# Hobby Photographer who needs some advice



## impickles (Nov 8, 2010)

I'm so glad this forum is here, as I need some advice.  My daughter and I are hobby photographers.  As a result of displaying some of our photographs here and there (blogs and facebook), we've had requests for photo shoots. We have been doing it more as a ministry, but we've had some people pay us.

Here's the perplexing topic I'm struggling to understand... 

We had a lady (friend) who wanted ALL of our pictures.  We took 1000 pics and were only happy (and only wanted to be represented) by about 80.  We edited ALL of those 80 pictures and she still wanted the rest.  She also wanted to edit them herself which I feel is not right - am I all wet thinking that I should be the only one to edit my photos?

We don't do this professionally and don't have professional equipment, but we still want to act as professionals and be careful not to have stuff floating around as ours that isn't actually what we would want to represent our work as.  We feel it's an expression of us and our creative eye in photography.

Any professional feedback would be so much appreciated.
Thanks.


----------



## Big Mike (Nov 8, 2010)

If you don't want a client to see all the photos and if you don't want to hand over unfinished images, then don't.  It's completely up to you.

To save the headache, let this be known up front.  It would be a good idea to have a contract in place so that both you & the client know what you're getting into and what to expect.


----------



## Tbini87 (Nov 8, 2010)

Big Mike said:


> If you don't want a client to see all the photos and if you don't want to hand over unfinished images, then don't. It's completely up to you.
> 
> To save the headache, let this be known up front. It would be a good idea to have a contract in place so that both you & the client know what you're getting into and what to expect.


 
This sums it up well. 

A contract will help spell out exactly what is expected from both parties. Did this lady pay? If not then I don't think she should have any say whatsoever over what pictures you give her. If she did pay then did you let her know up front an estimate of the number of pictures you generally get that are "keepers" per shoot? I would delete the bad ones right away, and just tell her that you guys only came up with "X" amount of photos from the shoot.

I totally understand where are you are coming from, since my wife and I are going through the same type thing right now. We are trying to start our own business, but are struggling with what to charge friends and family, along with general pricing for our skills.


----------



## Christie Photo (Nov 8, 2010)

It's tough to deal with this when you're working with friends.

I can only offer what I'd do in your shoes:  You're being very considerate of her wants, so I'd ask her to do the same for you.  She is a friend.  Tell her she's putting you on the spot.  I bet she'll relent.

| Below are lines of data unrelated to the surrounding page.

Issue #12458, opened 2018-03-28
Timeout parameter for Notification for Linux


uroybd:
Libnotify supports a timeout parameter which allows developers to control for how long the notification will stay. Some DEs has also implemented options to create persistent notification if the value is -1 for this parameter. Which is particularly helpful in GNOME since they removed System Tray altogether. Developers can create persistent notification instead of Tray Icon if the timeout is supported.

Please add this.

PR #20153, opened 2019-09-06
feat: allow Linux/Windows users to set notification timeout

codebytere:
#### Description of Change

Closes https://github.com/electron/electron/issues/12458.

Allows users to set timeout type of Linux and Windows notifications - either `default` or `never`.

cc @ckerr 

#### Checklist

- [ ] `npm test` passes

#### Release Notes

Notes: Added `timeoutType` property to allows users to set timeout type for Linux  and Windows notifications.

### DIFF
--- a/docs/api/notification.md
+++ b/docs/api/notification.md
@@ -35,7 +35,7 @@ Returns `Boolean` - Whether or not desktop notifications are supported on the cu
   * `silent` Boolean (optional) - Whether or not to emit an OS notification noise when showing the notification.
   * `icon` (String | [NativeImage](native-image.md)) (optional) - An icon to use in the notification.
   * `hasReply` Boolean (optional) _macOS_ - Whether or not to add an inline reply option to the notification.
-  * `timeoutType` String (optional) _Linux_ - The timeout duration of the notification.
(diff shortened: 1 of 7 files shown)


docs/api/notification.md
```diff
@@ -144,6 +145,12 @@ A `Boolean` property representing whether the notification is silent.
 
 A `Boolean` property representing whether the notification has a reply action.
 
+#### `notification.timeoutType` _Linux_ _Windows_
+
+A `String` property representing the type of timeout duration for the notification. Can be 'default' or 'never'.
+
+If 'never' is set, te notification never expires. It stays open until closed by the calling API or the user.
```
jkleinsc:
```suggestion
If 'never' is set, the notification never expires. It stays open until closed by the calling API or the user.
```

shell/browser/api/atom_api_notification.h
```diff
@@ -78,6 +80,7 @@ class Notification : public mate::TrackableObject<Notification>,
   bool has_icon_ = false;
   bool silent_ = false;
   bool has_reply_ = false;
+  base::string16 timeout_type_;
```
miniak: Can we make it an enum class instead of string?

Issue #17059, opened 2019-02-20
Error using stream protocol in webview:  this.listenerCount is not a function


mjbvz:
* **Electron Version** (output of `node_modules/.bin/electron --version`):
  * 4.0.4
* **Operating System** (Platform and Version):
  *  macOS 10.14.2
* **Last known working Electron version** (if applicable):
  * None

### Expected Behavior
In a webview that uses its own partition and registers a custom stream protocol in that partition, we should be able to use the protocol as expected. This works with buffer protocols:

```js
// in renderer

const webview = document.createElement('webview');
webview.setAttribute('partition', `webview${Date.now()}`);

webview.addEventListener('did-start-loading', () => {
    // register protocol in webview
    const contents = webview.getWebContents();
    contents.session.protocol.registerStreamProtocol('atom', (request, callback) => {
        http.get({ hostname: 'example.com', }, res => {
            callback({
                statusCode: 200,
                headers: {
                    'content-type': 'text/html'
                },
                data: res
            })
        })
    }, (error) => {
        if (error) console.error('Failed to register protocol')
    });
});

webview.src = `data:text/html;charset=utf-8;base64,${Buffer.from(`<!DOCTYPE html>
<html lang="en" style="width: 100%; height: 100%">
<head>
	<title>Virtual Document</title>
</head>
<body style="margin: 0; overflow: hidden; width: 100%; height: 100%">
    <iframe src="atom://bla"></iframe>
</body>
</html>`).toString('base64')}`

document.body.append(webview);
```

This works as expected if the protocol is registered in the main process and an iframe is created in the renderer process

### Actual behavior
This does not work. In the main developer console, see:

```
Uncaught TypeError: this.listenerCount is not a function
    at Readable.on (_stream_readable.js:805)
    at CallbacksRegistry.apply (/Users/matb/Library/Application Support/Electron Fiddle/electron-bin/4.0.5/Electron.app/Contents/Resources/electron.asar/renderer/callbacks-registry.js:47)
    at handleMessage (/Users/matb/Library/Application Support/Electron Fiddle/electron-bin/4.0.5/Electron.app/Contents/Resources/electron.asar/renderer/api/remote.js:285)
    at EventEmitter.ipcRenderer.on.args (/Users/matb/Library/Application Support/Electron Fiddle/electron-bin/4.0.5/Electron.app/Contents/Resources/electron.asar/renderer/api/remote.js:275)
    at EventEmitter.emit (events.js:182)
```

### To Reproduce
[...]

PR #20184, opened 2019-09-10
fix: remote.protocol.{register|intercept}StreamProtocol can work now under certain conditions

ianho:
#### Description of Change
For issue #17059
`remote.protocol.{register|intercept}StreamProtocol` not work.
This commit wont fix all the case because the `remote ipc` is sync but `stream` is async.
At least `remote.{register|intercept}StreamProtocol` can work under certain conditions now.

#### Checklist
- [x] `npm test` passes

#### Release Notes

Notes: Fixed remote stream protocol now working

### DIFF
--- a/lib/browser/rpc-server.js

As for you wanting to maintain creative control over your images, you're not out of line at all.  Somewhere along the line, you'll have to come to terms with the fact people will do it anyway whether you give permission or not.  This is one reason why I decided to never deliver high resolution files to portrait clients.

Good luck!

-Pete


----------



## impickles (Nov 8, 2010)

Thanks for your responses.  Lots to learn and chew on regarding the photography biz.  I guess my daughter and I need to make some decisions and get them written down somewhere to make it easier on us and our clients.  I think this will end up working out okay, I just wanted to make sure I wasn't out of line with my thoughts on editing and handing over all of my photos.  Just didn't seem like something I wanted to do, but I didn't want to be unreasonable.

Thanks again!


----------



## KmH (Nov 8, 2010)

impickles said:


> Thanks for your responses. Lots to learn and chew on regarding the photography biz. I guess my daughter and I need to make some decisions and get them written down somewhere to make it easier on us and our clients. I think this will end up working out okay, I just wanted to make sure I wasn't out of line with my thoughts on editing and handing over all of my photos. Just didn't seem like something I wanted to do, but I didn't want to be unreasonable.
> 
> Thanks again!
> Lynnette
> My Blog


I always wonder when I see posts like yours?

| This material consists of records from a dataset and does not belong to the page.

PR #20214, opened 2019-09-12
refactor: use v8 serialization for ipc

nornagon:
#### Description of Change

BREAKING CHANGE

This changes IPC communication to use v8's [Structured Clone](https://html.spec.whatwg.org/multipage/structured-data.html#safe-passing-of-structured-data) algorithm instead of using the `base::Value` serialization defined in `native_mate_converters/v8_value_converter.cc`. This is be faster, more featureful, and less surprising than the existing logic, since it more-or-less matches the logic that backs `postMessage`.

This brings about a 2x performance boost for large buffers and complex objects. Latency for small messages is not significantly affected.

User-observable differences from the existing IPC API:
- It's about 2x faster.
- `NaN`, `Infinity`, and `undefined` are transferred as such, rather than being converted to `null`.
- Cyclic objects can be transmitted.
- `Set` and `Map`, `Error`, `RegExp`, `Date` and `BigInt` can be transmitted.
- `Buffer` will be converted to `Uint8Array`.
- Typed arrays (`Float32Array` and friends) will be transmitted as they are, instead of being converted to `Buffer`.
- Sparse arrays will be transferred as sparse arrays, instead of being converted to dense arrays with `null`s.

> **NOTE**: Objects that aren't serializable with V8's Structured Clone algorithm, such as functions, DOM objects, special Node/Electron objects like `process.env` or `WebContents`, or any objects containing such items will be serialized with the old `base::Value`-based algorithm. However, this behavior is deprecated and will throw an exception beginning with Electron 9.

#### Checklist

- [x] `npm test` passes

#### Release Notes

Notes: IPC between main and renderer processes now uses the Structured Clone Algorithm.


lib/browser/chrome-extension.js
```diff
@@ -240,7 +240,7 @@ const getMessagesPath = (extensionId) => {
 
 ipcMainUtils.handleSync('CHROME_GET_MESSAGES', async function (event, extensionId) {
   const messagesPath = getMessagesPath(extensionId)
-  return fs.promises.readFile(messagesPath)
+  return fs.promises.readFile(messagesPath).then(b => b.toString('utf8'))
```
MarshallOfSound: Can we not send buffers over IPC anymore??

nornagon: you totally can, but there's no particular reason to here, and the remote end will end up as a Uint8Array, which doesn't have this form of `toString()`.

nornagon:
Remaining TODOs as of latest commit:

- [ ] Handle errors gracefully & correctly.
- [ ] Investigate whether we can discriminate between `Buffer` and `Uint8Array` wisely, and deserialize `Buffer`s as `Buffer`s where we can, and `Uint8Array` where we can't (e.g. in sandboxed renderers).
- [ ] Convert the remaining methods to the new serialization algorithm (`webContents.send`, `messageTo`, and `messageHost`).

nornagon:
OK, there's a choice to make about how we handle when non-POJO objects are passed to IPC functions (things like DOM objects, `WebContents`, `process.env`, etc.).

1. Throw an exception.
    - This is the safest option, but also the most disruptive. (e.g. many of Electron's internal APIs pass such objects to IPC methods, and will need to be refactored.)
2. JSON.stringify()/JSON.parse() them.
    - This is roughly similar to current behavior of the IPC methods, in that it can't handle NaN or Infinity, or cyclic objects. However, it might be somewhat confusing to have some objects work differently based on whether they're referenced from a non-POJO object or not. It's a fairly obscure corner case though, so maybe nobody would notice?
3. Iterate the keys/values of such objects and recurse in the serialization algorithm.
    - This gives us cyclic object support and correct handling of Infinity/NaN/etc.
    - But most non-trivial non-POJO objects contain unserializable things like functions.
    - We can attempt to replace those unserializable things with `undefined`, but it only works one layer deep. i.e. if there's a non-POJO object like `{ fn: () => {} }`, it'll be turned into `{ fn: undefined }`, but if it's like `{ events: { fn: () => {} } }`, then the entire serialization operation must be aborted and an error thrown.

I'm leaning towards (1), since I don't think it really makes sense to be trying to send `window.location` or a `WebContents` value over IPC, and places where we're doing that are likely error-prone. Thoughts?

MarshallOfSound:
I don't like the idea of existing code throwing errors in an obscure and un-lintable way.  i.e. we can't provide a lint rule or other tool to detect invalid usages of `ipc.send` so folks will only find out at runtime when it's too late and hard to spot.

I'm leaning towards something equivalent to (2) where if the v8 serializer fails we fall back to the old one.  Maybe log a console warning that you tried to send an unserializable object and we fell back to a less accurate converter?

nornagon:
Does that leave any path towards eventually eliminating the old converter? I'm disinclined to leave it there forever... but maybe it would make sense as a less-dramatic deprecation strategy? e.g. "Looks like you sent a non-standard object over IPC. This is probably not what you intended to do, but we obliged and serialized it anyway. Look out, this will throw an exception in Electron 9."

MarshallOfSound:
I'd be down for a **very** long term deprecation strategy here.  Like we should support serialization for I'd say 4 versions beyond when this lands (number picked to match the number of versions we used for the native module deprecation).

The deprecation log should include the object itself as well if possible 🤔

nornagon:
@MarshallOfSound I'm not sure that's warranted. 99% of cases where IPC is used, the new version should still work fine. Only in weird cases where it only kind of semi-works currently are problematic.

For example. The `new-window` event has as one of its arguments the `options` parameter, which is the options passed to `new BrowserWindow()`. One of these options is `webContents`, which specifies which WebContents will go in the new window. For WebViews, the `new-window` event is proxied over to the host frame. However, during that transmission, the `webContents` key stops being an actual `WebContents`. Is anything depending on that key being there in the webview host? I don't think so. Can anything actually useful be done with it there? Again, I don't think so. The fact that it's there is an accident, and it never really performed any kind of useful function.

Also, it's trivial to get something close to the old behavior with the transformation `x => JSON.parse(JSON.stringify(x))`, as long as `x` isn't cyclic.

tldr most people wouldn't need to fix anything if this usage started throwing an error, and for those that do, the fix is easy.

MarshallOfSound:
> if this sort of usage started throwing an error

My only concern here was that you can't glance at a bit of code and say "that's gonna cause a problem".  In fact I don't think you could describe the kinds of things that would cause this problem very easily at all.  That's the only reason I'm advocating for a deprecation cycle, it will take time for people to find all the edge cases in their app that might do this.  Maybe 4 versions was a bit over-eager 🤷‍♂But it should definitely go through a cycle where the old code still works but tells you you're doing something bad.

nornagon:
The things which will throw exceptions with structured clone that don't with base::Value serialization:
- DOM objects (`Element`, `Location`, etc.)
- special Node objects like `process.env` or http internals
- special Electron API objects like WebContents
- functions

I've updated the PR to fall back to the base::Value-based serialization if structured clone fails, and emit a deprecation warning.

nornagon:
The last remaining tricky thing is that sending a `Buffer` will result in the other side receiving a `Uint8Array`. Without patching V8, I don't see a good way to get around this. Fortunately, you can wrap a `Buffer` around a `Uint8Array` quite easily:

```
const uint8Array = await ipcRenderer.invoke('return-a-buffer')
const buf = Buffer.from(uint8Array.buffer)
```

nornagon:
Taking off the [wip] as I believe this is ready for full review.

shell/renderer/api/atom_api_renderer_ipc.cc
```diff
@@ -69,45 +70,71 @@ class IPCRenderer : public gin::Wrappable<IPCRenderer> {
...
 
   v8::Local<v8::Promise> Invoke(v8::Isolate* isolate,
                                 bool internal,
                                 const std::string& channel,
-                                const base::Value& arguments) {
-    electron::util::Promise<base::Value> p(isolate);
+                                v8::Local<v8::Value> arguments) {
+    blink::CloneableMessage message;
+    if (!mate::ConvertFromV8(isolate, arguments, &message)) {
+      return v8::Local<v8::Promise>();
```
MarshallOfSound: Is this promise rejected or does the method throw an error and return an empty promise?

nornagon: When the serialization fails, the method throws an error. Also, this isn't a `Promise` value, it's an empty `Local`.

MarshallOfSound: My concern here was is that error still catchable with .catch?

If it's an empty promise and the method throws then .catch won't work which is incompatible with a promise based API

nornagon: yes, it's still catchable.

```js
ipcRenderer.invoke('foo', ()=>{}).catch(e => console.log('bloop'))
// => bloop
```

patches/chromium/export_fetchapi_mojo_traits_to_fix_component_build.patch
```diff
@@ -0,0 +1,36 @@
+From 0000000000000000000000000000000000000000 Mon Sep 17 00:00:00 2001
+From: Jeremy Apthorp <jeremya@chromium.org>
+Date: Fri, 20 Sep 2019 16:44:18 -0400
+Subject: export FetchAPI mojo traits to fix component build
+
+Without these, we get link errors in the component build when using the
+blink::CloneableMessage mojo traits.
```
deepak1556: Is there a CL for this ?

docs/api/breaking-changes.md
```diff
@@ -6,6 +6,59 @@ Breaking changes will be documented here, and deprecation warnings added to JS c
 
 The `FIXME` string is used in code comments to denote things that should be fixed for future releases. See https://github.com/electron/electron/search?q=fixme
 
+## Planned Breaking API Changes (8.0)
```
jkleinsc: Are we targeting this for 8 or 9?  The PR says 9.

nornagon: This PR is targeted to 8. When 9 rolls around, the behavior will change again (the deprecated things will start throwing an exception instead of being serialized with the old algorithm).

jkleinsc: @nornagon doesn't that mean it will be `Planned Breaking API Changes (9.0)` in the doc?

jkleinsc: Ehh... nevermind I misread this.

patches/chromium/export_fetchapi_mojo_traits_to_fix_component_build.patch
nornagon: Not yet, but I talked to pfeldman@ and he said he'd approve it if i uploaded it :P will do soon.

lib/browser/guest-view-manager.js
```diff
@@ -48,6 +47,13 @@ const supportedWebViewEvents = [
 const guestInstances = {}
 const embedderElementsMap = {}
 
+function sanitizeOptionsForGuest (options) {
+  const ret = { ...options }
```
miniak: what about?
```js
const { webContents, ...ret } = options
return ret
```

lib/browser/chrome-extension.js
miniak: what about?
```js
const buffer = await fs.promises.readFile(messagesPath)
return toString('utf8')
```

miniak: you can do just
```js
return fs.promises.readFile(messagesPath, 'utf8')
```

lib/browser/guest-view-manager.js
miniak: what about?
```js
// WebContents values can't be sent over IPC.
const { webContents, ...ret } = options
return ret
```

shell/common/api/api.mojom
```diff
@@ -1,19 +1,25 @@
...
       bool internal,
       bool send_to_all,
       string channel,
-      mojo_base.mojom.ListValue arguments,
+      blink.mojom.CloneableMessage arguments,
       int32 sender_id);
 
   UpdateCrashpadPipeName(string pipe_name);
 
+  // This is an API specific to the "remote" module, and will ultimately be
```
miniak: `#if BUILDFLAG(ENABLE_REMOTE_MODULE)`

shell/browser/api/atom_api_web_contents.cc
```diff
@@ -1047,24 +1047,35 @@ void WebContents::MessageTo(bool internal,
...
 
 void WebContents::MessageHost(const std::string& channel,
-                              base::Value arguments) {
+                              blink::CloneableMessage arguments) {
   // webContents.emit('ipc-message-host', new Event(), channel, args);
   EmitWithSender("ipc-message-host", bindings_.dispatch_context(),
                  base::nullopt, channel, std::move(arguments));
 }
 
+void WebContents::DereferenceRemoteJSObject(const std::string& context_id,
```
miniak: #if BUILDFLAG(ENABLE_REMOTE_MODULE)

shell/common/api/api.mojom
```diff
@@ -64,11 +70,18 @@ interface ElectronBrowser {
...
     string channel,
-    mojo_base.mojom.ListValue arguments);
+    blink.mojom.CloneableMessage arguments);
 
   MessageHost(
     string channel,
-    mojo_base.mojom.ListValue arguments);
+    blink.mojom.CloneableMessage arguments);
+
+  // This is an API specific to the "remote" module, and will ultimately be
```
miniak: #if BUILDFLAG(ENABLE_REMOTE_MODULE)

shell/renderer/electron_api_service_impl.cc
```diff
@@ -168,12 +172,36 @@ void ElectronApiServiceImpl::Message(bool internal,
...
         v8::Local<v8::Context> child_context =
             renderer_client_->GetContext(child->ToWebLocalFrame(), isolate);
-        EmitIPCEvent(child_context, internal, channel, arguments.GetList(),
-                     sender_id);
+        EmitIPCEvent(child_context, internal, channel, args, sender_id);
       }
   }
 }
 
+void ElectronApiServiceImpl::DereferenceRemoteJSCallback(
```
miniak: #if BUILDFLAG(ENABLE_REMOTE_MODULE)

shell/renderer/electron_api_service_impl.h
```diff
@@ -28,8 +28,10 @@ class ElectronApiServiceImpl : public mojom::ElectronRenderer,
   void Message(bool internal,
                bool send_to_all,
                const std::string& channel,
-               base::Value arguments,
+               blink::CloneableMessage arguments,
                int32_t sender_id) override;
+  void DereferenceRemoteJSCallback(const std::string& context_id,
```
miniak: #if BUILDFLAG(ENABLE_REMOTE_MODULE)

docs/api/breaking-changes.md
```diff
@@ -6,6 +6,59 @@ Breaking changes will be documented here, and deprecation warnings added to JS c
...
+  arrays with `null`s.
+- `Date` objects will be transferred as `Date` objects, instead of being
+  converted to their ISO string representation.
+- Typed Arrays (such as `Uint8Array`, `Uint16Array`, `Uint32Array` and so on)
+  will be transferred as such, instead of being converted to Node.js `Buffer`.
+- Node.js `Buffer` objects will be transferred as `Uint8Array`s. You can
+  convert a `Uint8Array` back to a Node.js `Buffer` by wrapping the underlying
+  `ArrayBuffer`:
+```js
+Buffer.from(someUint8Array.buffer)
```
miniak: it needs to be `Buffer.from(value.buffer, value.byteOffset, value.byteLength)`

docs/api/breaking-changes.md
```diff
@@ -6,6 +6,59 @@ Breaking changes will be documented here, and deprecation warnings added to JS c
...
+
+// From Electron 8:
+ipcRenderer.send('channel', { value: 3, someFunction: () => {} })
+// => throws Error("() => {} could not be cloned.")
+```
+- `NaN`, `Infinity` and `-Infinity` will now be correctly serialized, instead
+  of being converted to `null`.
+- Objects containing cyclic references will now be correctly serialized,
+  instead of being converted to `null`.
+- `Set`, `Map`, `Error` and `RegExp` values will be correctly serialized,
```
miniak: https://developer.mozilla.org/en-US/docs/Web/API/Web_Workers_API/Structured_clone_algorithm
> Error and Function objects cannot be duplicated by the structured clone algorithm; attempting to do so will throw a DATA_CLONE_ERR exception.

docs/api/breaking-changes.md
nornagon: Doesn't seem like it:

```
> u8b = Uint8Array.from([1,2,3])
Uint8Array [ 1, 2, 3 ]
> Buffer.from(u8b.buffer)
<Buffer 01 02 03>
```

nornagon: oh i see, you mean for when it's a view on a larger buffer. sure.

docs/api/breaking-changes.md
nornagon: DevTools_-_github_com_electron_electron_pull_20214

spec/webview-spec.js
```diff
@@ -1068,7 +1068,7 @@ describe('<webview> tag', function () {
       await loadWebView(webview, { src })
 
       const data = await webview.printToPDF({})
-      expect(data).to.be.an.instanceof(Buffer).that.is.not.empty()
+      expect(data).to.be.an.instanceof(Uint8Array).that.is.not.empty()
```
miniak: the documentation for `<webview>.printToPDF(options)` should specify the return value as `Promise<Uint8Array >` instead of `Promise<Buffer>`

docs/api/breaking-changes.md
miniak: https://developer.mozilla.org/en-US/docs/Web/API/Web_Workers_API/Structured_clone_algorithm
> Error and Function objects cannot be duplicated by the structured clone algorithm; attempting to do so will throw a DATA_CLONE_ERR exception.

docs/api/breaking-changes.md
miniak: it needs to be `Buffer.from(value.buffer, value.byteOffset, value.byteLength)` as the underlying `ArrayBuffer` can be larger with some invalid data beyond the current view

miniak:
this will allow us to also simplify the serialization in the `remote` module. #20427

shell/common/api/api.mojom
nornagon: Mojom files can't have `#if` in them unfortunately. I'm not sure it's worth splitting this out into an optionally-offered interface, but I can make the implementations `NOTREACHED()`.

lib/browser/guest-view-manager.js
nornagon: I think that'd cause an 'unused variable' warning...

docs/api/breaking-changes.md
nornagon: I'm not sure why you deleted my previous comment displaying a screenshot of this working, but here it is again:

DevTools_-_chrome-search___local-ntp_local-ntp_html

shell/common/api/api.mojom
deepak1556: https://cs.chromium.org/chromium/src/mojo/public/tools/bindings/mojom.gni?l=274 can help build optional features into mojom files.

spec/webview-spec.js
nornagon: Unfortunately this currently produces an error in our typings generator:

```
../electron.d.ts(10212,62): error TS2694: Namespace 'Electron' has no exported member 'Uint8Array'.
```

nornagon: https://github.com/electron/typescript-definitions/pull/156 fixes

docs/api/breaking-changes.md
miniak: @nornagon that must have been a mistake, sorry for that. I was deleting my own comments as I've added them as single comments first, but then switched them to review comments.

spec-main/api-ipc-renderer-spec.ts
```diff
@@ -104,7 +105,7 @@ describe('ipcRenderer module', () => {
       expect(childValue).to.deep.equal(child)
     })
 
-    it('inserts null for cyclic references', async () => {
+    it('can handle cyclic references', async () => {
```
ckerr: :tada:

lib/browser/rpc-server.js
```diff
@@ -114,7 +114,7 @@ ipcMainUtils.handleSync('ELECTRON_BROWSER_SANDBOX_LOAD', async function (event)
     process: {
       arch: process.arch,
       platform: process.platform,
-      env: process.env,
+      env: { ...process.env },
```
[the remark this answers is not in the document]
nornagon: `process.env` is a C++-backed "special" JS object, so it can't be serialized by Structured Clone. This code would work unmodified currently, but it would fall back on the old `base::Value` serialization and emit a deprecation warning, and begin throwing an exception in Electron 9.

shell/browser/api/atom_api_web_contents.cc
```diff
@@ -1017,7 +1017,7 @@ void WebContents::OnElectronBrowserConnectionError() {
 
 void WebContents::Message(bool internal,
                           const std::string& channel,
-                          base::Value arguments) {
+                          blink::CloneableMessage arguments) {
```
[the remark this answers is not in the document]
nornagon: `blink::CloneableMessage`'s copy constructor is deleted, which ensures that this is called with `std::move` or `CloneableMessage::ShallowClone`.

shell/common/native_mate_converters/blink_converter.cc
```diff
@@ -527,4 +532,182 @@ bool Converter<network::mojom::ReferrerPolicy>::FromV8(
...
+  explicit V8Serializer(v8::Isolate* isolate,
+                        bool use_old_serialization = false)
+      : isolate_(isolate),
+        serializer_(isolate, this),
+        use_old_serialization_(use_old_serialization) {}
+  ~V8Serializer() override = default;
+
+  bool Serialize(v8::Local<v8::Value> value, blink::CloneableMessage* out) {
+    serializer_.WriteHeader();
+    if (use_old_serialization_) {
```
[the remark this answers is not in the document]
nornagon: It is used, see L564 in this file. It will be deleted, along with the serialization tags, in Electron 9.

shell/common/native_mate_converters/blink_converter.cc
```diff
@@ -527,4 +532,182 @@ bool Converter<network::mojom::ReferrerPolicy>::FromV8(
...
+
+  void WriteTag(uint8_t tag) { serializer_.WriteRawBytes(&tag, 1); }
+
+  // v8::ValueSerializer::Delegate
+  void* ReallocateBufferMemory(void* old_buffer,
+                               size_t size,
+                               size_t* actual_size) override {
+    data_.resize(size);
+    *actual_size = data_.capacity();
+    return data_.data();
```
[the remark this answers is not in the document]
nornagon: Chromium (and thus Electron) is built with `-fno-exceptions`, so unfortunately I don't think we can catch the error here. I'm not totally sure what the stdlib's behavior will be when there's an exception thrown during vector resize...

shell/renderer/api/atom_api_renderer_ipc.cc
```diff
@@ -69,45 +70,71 @@ class IPCRenderer : public gin::Wrappable<IPCRenderer> {
...
-  void Send(bool internal,
+  void Send(v8::Isolate* isolate,
+            bool internal,
             const std::string& channel,
-            const base::ListValue& arguments) {
-    electron_browser_ptr_->get()->Message(internal, channel, arguments.Clone());
+            v8::Local<v8::Value> arguments) {
+    blink::CloneableMessage message;
+    if (!mate::ConvertFromV8(isolate, arguments, &message)) {
+      return;
```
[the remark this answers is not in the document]
nornagon: In Electron 7 this will only be hit if both the V8 serializer and the `base::Value` serializer fail. I'm not exactly sure what circumstances the `base::Value` serializer can fail in, but those ones. In Electron 8 this will throw.

The `EmitDeprecationWarning` is taken care of by the `base::Value` path in the serializer.

docs/api/ipc-renderer.md
```diff
@@ -69,9 +75,15 @@ The main process handles it by listening for `channel` with the
 
 Returns `Promise<any>` - Resolves with the response from the main process.
 
-Send a message to the main process asynchronously via `channel` and expect an
-asynchronous result. Arguments will be serialized as JSON internally and
-hence no functions or prototype chain will be included.
+Send a message to the main process via `channel` and expect a result
```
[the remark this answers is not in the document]
nornagon: I don't think the distinction is worth the grammatical awkwardness, plus there are certainly elements of the sending that happen synchronously (i.e. the serialization).

spec/webview-spec.js
nornagon: electron/typescript-definitions#157 _actually_ fixes.

shell/common/native_mate_converters/blink_converter.cc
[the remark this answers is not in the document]
nornagon: I asked about this in #cxx on the Chromium workspace and it looks like the the exception, if thrown, will crash the process. That seems like reasonable behavior to me, so I'm going to resolve this.

lib/browser/rpc-server.js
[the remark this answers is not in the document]
ckerr: Sounds good, thanks for the explanation. I didn't realize `process.env` was a special case compared to other objects.

Xylobol:
For anyone else interested, these changes have landed in nightly - https://github.com/electron/nightlies/releases/tag/v8.0.0-nightly.20191009

gdavidkov:
Will this be backported to 6.x?

nornagon:
No, since it is a breaking change.

Slapbox:
This PR is noted as a **_Breaking Changes_** for Electron 8.0.0 & 9.0.0 betas.  Is there any difference in the IPC between versions 8 and 9?

pushkin-:
@Slapbox  I believe the plan in 8 is to use the new algorithm, but if it fails, emit a warning and fallback to the old algorithm.

In Electron 9, they're going remove the fallback and warning and serializing bad data will start throwing exceptions.

Qrysto:
Is there any way to check if a variable is safe to be transferred through RPC calls? Could `JSON.stringify` be used to test it?

nornagon:
@Qrysto The most reliable way to check for serializability is to try sending the message, and catching the error. If for some odd reason you need to check in a way that's guaranteed not to send a message, you could try sending to a dummy channel that has no listeners, or if you're in the main process or an unsandboxed renderer, you can try the [v8.serialize Node.JS API](https://nodejs.org/api/v8.html#v8_v8_serialize_value). `JSON.stringify` isn't sufficient to determine serializability.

Do you have a legal, licensed or registered business?

Do you have a business bank account? Do you have an accounting system in place?

Do you have business liability and indemnity insurance? 

How do you insure your photography gear? With an inland marine policy? 

If applicable in your state, do you collect and forward state sales taxes? 

Is your business registered with the federal government?


----------



## Tbini87 (Nov 8, 2010)

KmH said:


> impickles said:
> 
> 
> > Thanks for your responses. Lots to learn and chew on regarding the photography biz. I guess my daughter and I need to make some decisions and get them written down somewhere to make it easier on us and our clients. I think this will end up working out okay, I just wanted to make sure I wasn't out of line with my thoughts on editing and handing over all of my photos. Just didn't seem like something I wanted to do, but I didn't want to be unreasonable.
> ...



They said they don't do this professionally and that they don't even have professional gear. They don't use contracts yet. I think it is safe to assume that they don't have a business license, don't insure their gear, don't collect sales tax (on what income?) and haven't registered their non-existing business with the fed government. 

Does that mean that they shouldn't have fun shooting for their friends and family and even make some money off it if their friends insist? Does this mean they shouldn't be asking questions in this forum to find out how they WOULD do it if they chose to pursue photography as a business?


----------



## Mully (Oct 9, 2012)

KmH said:


> impickles said:
> 
> 
> > Thanks for your responses. Lots to learn and chew on regarding the photography biz. I guess my daughter and I need to make some decisions and get them written down somewhere to make it easier on us and our clients. I think this will end up working out okay, I just wanted to make sure I wasn't out of line with my thoughts on editing and handing over all of my photos. Just didn't seem like something I wanted to do, but I didn't want to be unreasonable.
> ...


So you had all of this in place when you started out .....Somehow I don't think so.


----------



## KmH (Oct 9, 2012)

So you had to dig up a 2 year old thread to make that comment? 

You can think whatever you want, but yep! I had all that in place before I opened my photography business back in 1982.


----------



## Designer (Oct 9, 2012)

impickles said:


> We had a lady (friend) who wanted ALL of our pictures. We took 1000 pics and were only happy (and only wanted to be represented) by about 80. We edited ALL of those 80 pictures and she still wanted the rest. She also wanted to edit them herself which I feel is not right - am I all wet thinking that I should be the only one to edit my photos?



I wouldn't give them to her.  Before you hand over the 80 good ones, delete the remainder.


----------